How can I fit a polynomial to an empirical data set such that it fits the "top" of the data -- i.e. for every value of x, the output of function is greater than the largest y at that x. But at the same time it minimizes this such that it hugs the data. An example of what I'm referring to is seen in the image here:
I am going to assume some things, since your question is missing some key pieces of information. I am going to assume that all the points are in $\mathbb{R}^2$, and denote them by $\{ (x_i, y_i) \}_{i=1}^m$. Second, I am going to assume that you have no additional requirements on the "shape" of the polynomial you want (e.g. convexity, concavity, ...).

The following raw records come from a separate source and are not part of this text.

PR #548, opened 2022-03-09
Send Affiliate requests to the Bundle if the developer has used a bundle_id in dynamic_init

swashata:
Right now, we are sending affiliate requests to the main plugin installed through the bundle. Under the assumption that the developer would like to promote a Bundle when the `bundle_id` is set, we _should_ send the affiliate request to the bundle instead. This PR does that.

Additionally, I figured we could improve the application flow a little as we are already in the context.

---

## Improve error message shown to non-opted users

When a plugin/theme user is applying to become an affiliate, if they haven't opted in, they we do opt them, but we do not track.

However, the opt-in process does require consent from the email sent. Due to this, when a non-opted user tries to submit the affiliate form, it fails and just returns a message saying "Account is pending activation".

From a user's perspective who hasn't opted in (skipped during plugin activation), that does not give any instruction as to what to do next. So I improved the error message to give clear steps one needs to perform.

On the first step, it shows

> Account is pending activation. Please check your email and click the link to activate your account and then submit the affiliate form again.

Screen Shot 2022-03-09 at 1 07 01 PM

On the second step, the user goes to the email and clicks to opt-in (giving consent).

Screen Shot 2022-03-09 at 1 07 17 PM

On the third step, (after clicking the link), it takes to the Account page, stating that the account was activated.

Screen Shot 2022-03-09 at 1 07 33 PM

Finally, on the last step, the user submits the affiliate form again and a proper message is shown.

Screen Shot 2022-03-09 at 1 08 13 PM

---

## Fix the link to our User Dashboard

Instead of linking to `members.freemius.com` we link to `users.freemius.com`. I left the trailing slash `/` out from the URL intentionally because that is how the website works.

Screen Shot 2022-03-09 at 1 12 44 PM

### DIFF
--- a/includes/class-freemius.php
+++ b/includes/class-freemius.php
@@ -10510,6 +10510,28 @@
         }
 
         /**
+         * Get whether the SDK has been initiated in the context of a Bundle.
+         *
+         * This will return true, if `bundle_id` is present in the SDK init parameters.
+         *
+         * ```php
+         * $my_fs = fs_dynamic_init( array(
+         *     // ...
+         *     'bundle_id'         => 'XXXX', // Will return true since we have bundle id.
+         *     'bundle_public_key' => 'pk_XXXX',
+         * ) );
+         * ```
+         *
+         * @author Swashata Ghosh (@swashata)
+         * @since  2.5.0
+         *
+         * @return bool True if we are running in bundle context, false otherwise.
+         */
+        private function has_bundle_context() {
+            return ! is_null( $this->get_bundle_id() );
+        }
+
+        /**
          * @author Vova Feldman (@svovaf)
          * @since  1.2.1.5
          *
@@ -14832,12 +14854,9 @@
          * @return number Bundle ID if developer has provided one, else the main plugin ID.
          */
         private function get_plugin_id_for_affiliate_terms() {
-            $bundle_id = $this->get_bundle_id();
-            if ( ! is_null( $bundle_id ) ) {
-                return $bundle_id;
-            }
-
-            return $this->_plugin->id;
+            return $this->has_bundle_context() ?
+                $this->get_bundle_id() :
+                $this->_plugin_id;
         }
 
         /**
@@ -14849,11 +14868,9 @@
                 /**
                  * In case we have a bundle set in SDK configuration, we would like to use that for affiliates, not the main plugin.
                  */
-                if ( ! is_null( $this->get_bundle_id() ) ) {
-                    $plugins_api = $this->get_api_bundle_scope();
-                } else {
-                    $plugins_api = $this->get_api_plugin_scope();
-                }
+                $plugins_api = $this->has_bundle_context() ?
+                    $this->get_api_bundle_scope() :
+                    $this->get_api_plugin_scope();
 
                 $affiliate_terms = $plugins_api->get( '/aff.json?type=affiliation', false );
 
@@ -23280,16 +23297,17 @@
 
             fs_enqueue_local_style( 'fs_affiliation', '/admin/affiliation.css' );
 
-            $is_bundle_context = ! is_null( $this->get_bundle_id() );
+            $is_bundle_context = $this->has_bundle_context();
 
             $plugin_title = $this->get_plugin_title();
+
             if ( $is_bundle_context ) {
                 $plugin_title = $this->plugin_affiliate_terms->plugin_title;
                 // Add the suffix "Bundle" only if the word is not present in the title itself.
                 if ( false === mb_stripos( $plugin_title, fs_text_inline( 'Bundle', 'bundle' ) ) ) {
                     $plugin_title = $this->apply_filters(
                         'formatted_bundle_title',
-                        $plugin_title . fs_text_inline( ' Bundle', 'bundle-suffix' )
+                        $plugin_title . ' ' . fs_text_inline( 'Bundle', 'bundle' )
                     );
                 }
             }
--- a/includes/class-freemius.php
+++ b/includes/class-freemius.php
@@ -14825,14 +14825,41 @@
         }
 
         /**
+         * Get Plugin ID under which we will track affiliate application.
+         *
+         * This could either be the Bundle ID or the main plugin ID.
+         *
+         * @return number Bundle ID if developer has provided one, else the main plugin ID.
+         */
+        private function get_plugin_id_for_affiliate_terms() {
+            $bundle_id = $this->get_bundle_id();
+            if ( ! is_null( $bundle_id ) ) {
+                return $bundle_id;
+            }
+
+            return $this->_plugin->id;
+        }
+
+        /**
          * @author Leo Fajardo (@leorw)
          * @since  1.2.4
          */
         private function fetch_affiliate_terms() {
             if ( ! is_object( $this->plugin_affiliate_terms ) ) {
-                $plugins_api     = $this->get_api_plugin_scope();
+                /**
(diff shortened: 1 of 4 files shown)


includes/class-freemius.php
```diff
@@ -14823,15 +14823,42 @@ function has_affiliate_program() {
...
+        /**
+         * Get Plugin ID under which we will track affiliate application.
+         *
+         * This could either be the Bundle ID or the main plugin ID.
+         *
+         * @return number Bundle ID if developer has provided one, else the main plugin ID.
+         */
+        private function get_plugin_id_for_affiliate_terms() {
+            $bundle_id = $this->get_bundle_id();
+            if ( ! is_null( $bundle_id ) ) {
```
vovafeldman, line 14835: @swashata for short `if/else` returns I like using `?:`:
```
    return is_null( $bundle_id ) ?
        $this->_plugin->id :
        $bundle_id;
```

I think it improves readability.

includes/class-freemius.php
```diff
@@ -14823,15 +14823,42 @@ function has_affiliate_program() {
...
          * @author Leo Fajardo (@leorw)
          * @since  1.2.4
          */
         private function fetch_affiliate_terms() {
             if ( ! is_object( $this->plugin_affiliate_terms ) ) {
-                $plugins_api     = $this->get_api_plugin_scope();
+                /**
+                 * In case we have a bundle set in SDK configuration, we would like to use that for affiliates, not the main plugin.
+                 */
+                if ( ! is_null( $this->get_bundle_id() ) ) {
```
vovafeldman, line 14851: @swashata improvement suggestion to introduce a helper method named `has_bundle_context()` (or something along those lines) and use that instead of checking for `get_bundle_id()` every time.

vovafeldman: @swashata and I'd also recommend using `? :` instead of `if/else` here.

includes/class-freemius.php
```diff
@@ -14950,15 +14979,17 @@ function _submit_affiliate_application() {
                             var_export( $next_page, true )
                     );
                 } else if ( $this->is_pending_activation() ) {
-                    self::shoot_ajax_failure( $this->get_text_inline( 'Account is pending activation.', 'account-is-pending-activation' ) );
+                    self::shoot_ajax_failure( $this->get_text_inline( 'Account is pending activation. Please check your email and click the link to activate your account and then submit the affiliate form again.', 'account-is-pending-activation' ) );
```
vovafeldman, line 14982: @swashata good one!

includes/class-freemius.php
```diff
@@ -23248,7 +23279,24 @@ function _affiliation_page_render() {
 
             fs_enqueue_local_style( 'fs_affiliation', '/admin/affiliation.css' );
 
-            $vars = array( 'id' => $this->_module_id );
+            $is_bundle_context = ! is_null( $this->get_bundle_id() );
+
+            $plugin_title = $this->get_plugin_title();
+            if ( $is_bundle_context ) {
+                $plugin_title = $this->plugin_affiliate_terms->plugin_title;
+                // Add the suffix "Bundle" only if the word is not present in the title itself.
```
vovafeldman, line 23287: @swashata let's add a line space above to improve readability.

includes/class-freemius.php
```diff
@@ -23248,7 +23279,24 @@ function _affiliation_page_render() {
...
             fs_enqueue_local_style( 'fs_affiliation', '/admin/affiliation.css' );
 
-            $vars = array( 'id' => $this->_module_id );
+            $is_bundle_context = ! is_null( $this->get_bundle_id() );
+
+            $plugin_title = $this->get_plugin_title();
+            if ( $is_bundle_context ) {
+                $plugin_title = $this->plugin_affiliate_terms->plugin_title;
+                // Add the suffix "Bundle" only if the word is not present in the title itself.
+                if ( false === mb_stripos( $plugin_title, fs_text_inline( 'Bundle', 'bundle' ) ) ) {
```
vovafeldman, line 23288: @swashata can we assume `mb_` functions are available for all PHP setups?

includes/class-freemius.php
```diff
@@ -23248,7 +23279,24 @@ function _affiliation_page_render() {
...
+                    $plugin_title = $this->apply_filters(
+                        'formatted_bundle_title',
+                        $plugin_title . fs_text_inline( ' Bundle', 'bundle-suffix' )
```
vovafeldman, line 23291: @swashata I'd propose to use `fs_text_inline( 'Bundle', 'bundle' )` and add the space outside the transaction function. I understand how this provides more flexibility, but IMO it's too much. If someone will asks us for it, we can always enrich it later.

includes/i18n.php
```diff
@@ -143,7 +143,7 @@
         'paypal-email-address-is-required'   => _fs_text( 'PayPal email address is required.' ),
         'processing'                         => _fs_text( 'Processing...' ),
         'non-expiring'                       => _fs_text( 'Non-expiring' ),
-        'account-is-pending-activation'      => _fs_text( 'Account is pending activation.' ),
+        'account-is-pending-activation'      => _fs_text( 'Account is pending activation. Please check your email and click the link to activate your account and then submit the affiliate form again.' ),
```
vovafeldman, line 146: @swashata you can revert all the changes in the `i18n.php` file as it is no longer in use. Our previous approach was to have all the translations in the same file within the same array. But it was taking unnecessary RAM so we transitioned to "inline" translations. We kept it for backward compatibility. Now that it's been years already, it's safe to get rid of that file and usage. I'll create a task for it in Asana.

vovafeldman (changes requested):

includes/class-freemius.php
swashata: @vovafeldman The `server-environment` [handbook says](https://make.wordpress.org/hosting/handbook/server-environment/#php-extensions) that WordPress "highly recommends" `mbstring` extension. I did a little digging and it looks like [WordPress core has direct use of](https://core.trac.wordpress.org/browser/tags/5.9/src/wp-includes/functions.php#L5909) `mb_substr` with which we can assume that `mb_` functions are available for PHP setups where WordPress works. 

I used `mb_stripos` here (as you might've guessed already) to properly get the position of translated `"Bundle"` text from the plugin title. How about we keep this for now and come back at it only if it creates trouble?

includes/class-freemius.php
swashata: @vovafeldman I didn't do the helper method because the abstraction seemed a little hasty to me.

- It is called only at 2 places at the moment.
- In one place we do need the `bundle_id` and in the other place, we don't. 
 
So it'd become

```php
private function has_bundle_context() {
  return ! is_null( $this->get_bundle_id() );
}

private function get_plugin_id_for_affiliate_terms() {
  return $this->has_bundle_context() ?
    $this->get_bundle_id() : // also called from `has_bundle_context`
    $this->_plugin->id;
}

private function fetch_affiliate_terms() {
  // ...
  $plugins_api = $this->has_bundle_context() ?
    $this->get_api_bundle_scope() :
    $this->get_api_plugin_scope();
  // ...
}
```

But NP, I will make the changes as I can see how this could improve readability.

swashata: @vovafeldman Made the changes 👍

includes/class-freemius.php
vovafeldman: @swashata if core relies on it we can rely on it too.

vovafeldman (approved):
Looking good 👍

For now, I will look at the standard polynomial basis, and thus assume that the decision variables are the coefficients of $p(x) = b + \sum_{j=1}^n a_i x^i$.
First, the polynomial should bound all the points from above. That is, $p(x_i) \geq y_i$, or, explicitly: $$ b + a_1 x_i + a_2 x_i^2 + \dots + a_n x_i^n \geq y_i $$ Second, the polynomial should be "tight" over the set, which means that its $y$ coordinates should be small. Assume that $[\ell, u]$ is the smallest interval containing all $x_i$, and minimize a function which measures the "tightness" over this interval. One example is taking the total area under the polynomial, that is: $$ f_1(b, a_1, \dots, a_n)= \int_{\ell}^u p(x) dx $$ Another example is looking at the highest $y$ coordinate the polynomial yields, that is: $$ f_2(b, a_1, \dots, a_n)= \max_{x \in [\ell, u]} p(x) $$ Both are convex functions of the coefficients. However, $f_1$ is easy to deal with, since it is a linear function of the coefficients. On the other hand, to the best of my knowledge, $f_2$ is intractable if the degree of the polynomial is greater than 4, and is very complicated to deal with anyway. You may devise your own other measures of 'tightness'.

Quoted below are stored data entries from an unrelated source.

PR #550, opened 2022-03-14
Feature/anonymous license activation

msladu:
[permissions] Added diagnostic tracking allowed permission.


includes/class-freemius.php
```diff
@@ -17770,7 +17834,8 @@ private function install_with_new_user(
             $install_public_key,
             $install_secret_key,
             $redirect = true,
-            $auto_install = false
+            $auto_install = false,
+            $is_diagnostic_tracking_allowed = null
```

The polynomial will be found by solving the following optimization problem: $$ \begin{aligned} \min_{b,a_1, \dots, a_n} &\quad f(b, a_1, \dots, a_n) \\ \text{s.t} &\quad b + a_1 x_i + a_2 x_i^2 + \dots + a_n x_i^n \geq y_i & i = 1, \dots, m \end{aligned} $$ where $f$ is the measure of "tightness" you choose. Choosing $f_1$ above yields a linear program, which has many readily available solvers.

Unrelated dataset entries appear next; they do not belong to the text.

PR #699, opened 2024-03-28
[updates-check] [api] [cache] Improved the updates check API response…

fajardoleo:
… caching.

### DIFF
--- a/includes/class-fs-api.php
+++ b/includes/class-fs-api.php
@@ -318,9 +318,12 @@
 				$flush = true;
 			}
 
-			$cached_result = self::$_cache->get( $cache_key );
+			$has_valid_cache = self::$_cache->has_valid( $cache_key, $expiration );
+			$cached_result   = $has_valid_cache ?
+				self::$_cache->get( $cache_key ) :
+				null;
 
-			if ( $flush || ! self::$_cache->has_valid( $cache_key, $expiration ) ) {
+			if ( $flush || is_null( $cached_result ) ) {
 				$result = $this->call( $path );
 
 				if ( ! is_object( $result ) || isset( $result->error ) ) {
--- a/includes/class-fs-plugin-updater.php
+++ b/includes/class-fs-plugin-updater.php
@@ -37,6 +37,8 @@
 
         private static $_upgrade_basename = null;
 
+        const UPDATES_CHECK_CACHE_EXPIRATION = ( WP_FS__TIME_24_HOURS_IN_SEC / 24 );
+
         #--------------------------------------------------------------------------------
         #region Singleton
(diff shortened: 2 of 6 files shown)


includes/class-fs-api.php
```diff
@@ -318,9 +318,12 @@ function get( $path = '/', $flush = false, $expiration = WP_FS__TIME_24_HOURS_IN
 				$flush = true;
 			}
 
-			$cached_result = self::$_cache->get( $cache_key );
+            $has_valid_cache = self::$_cache->has_valid( $cache_key, $expiration );
```
swashata, line 321: @fajardoleo please use `tab` for indentation. The rest of the file is using tab.

includes/class-fs-api.php
```diff
@@ -318,9 +318,12 @@ function get( $path = '/', $flush = false, $expiration = WP_FS__TIME_24_HOURS_IN
...
 			}
 
-			$cached_result = self::$_cache->get( $cache_key );
+            $has_valid_cache = self::$_cache->has_valid( $cache_key, $expiration );
+            $cached_result   = $has_valid_cache ?
+                self::$_cache->get( $cache_key ) :
+                null;
 
-			if ( $flush || ! self::$_cache->has_valid( $cache_key, $expiration ) ) {
+            if ( $flush || ! $has_valid_cache ) {
```
swashata, line 326: I suggest to do it like

```php
if ( $flush || is_null( $cached_result ) {
```

This is just for self-guarding code, where the `$_cache->get` would return `null` if not present.

includes/class-fs-plugin-updater.php
```diff
@@ -1188,7 +1190,7 @@ private static function get_tested_wp_version( $tested_up_to ) {
          * @return object
          */
         private function get_latest_download_details( $addon_id = false, $newer_than = false, $fetch_readme = true ) {
-            return $this->_fs->_fetch_latest_version( $addon_id, true, WP_FS__TIME_24_HOURS_IN_SEC, $newer_than, $fetch_readme );
+            return $this->_fs->_fetch_latest_version( $addon_id, true, FS_Plugin_Updater::UPDATES_CHECK_CACHE_EXPIRATION, $newer_than, $fetch_readme );
```
swashata, line 1193: Only here it seems the cache time is changed from 24hrs to 1hr. Please let me know if this is intentional.

swashata (changes requested):
Hi @fajardoleo , I did my best reviewing it. Please see my comment. We can also sync on slack. Also kindly rebase on `develop`. Thanks.

swashata (approved):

From a numerical perspective, I would chose a different polynomial basis. Any book on polynomial approximation suggests several such bases. In that case, your polynomial becomes $$ p(x) = \sum_{j=0}^n a_j \ell_j(x) $$ where $\ell_j$ are the basis polynomials. Its coefficients, which are the decision variables, become $a_0, \dots, a_n$.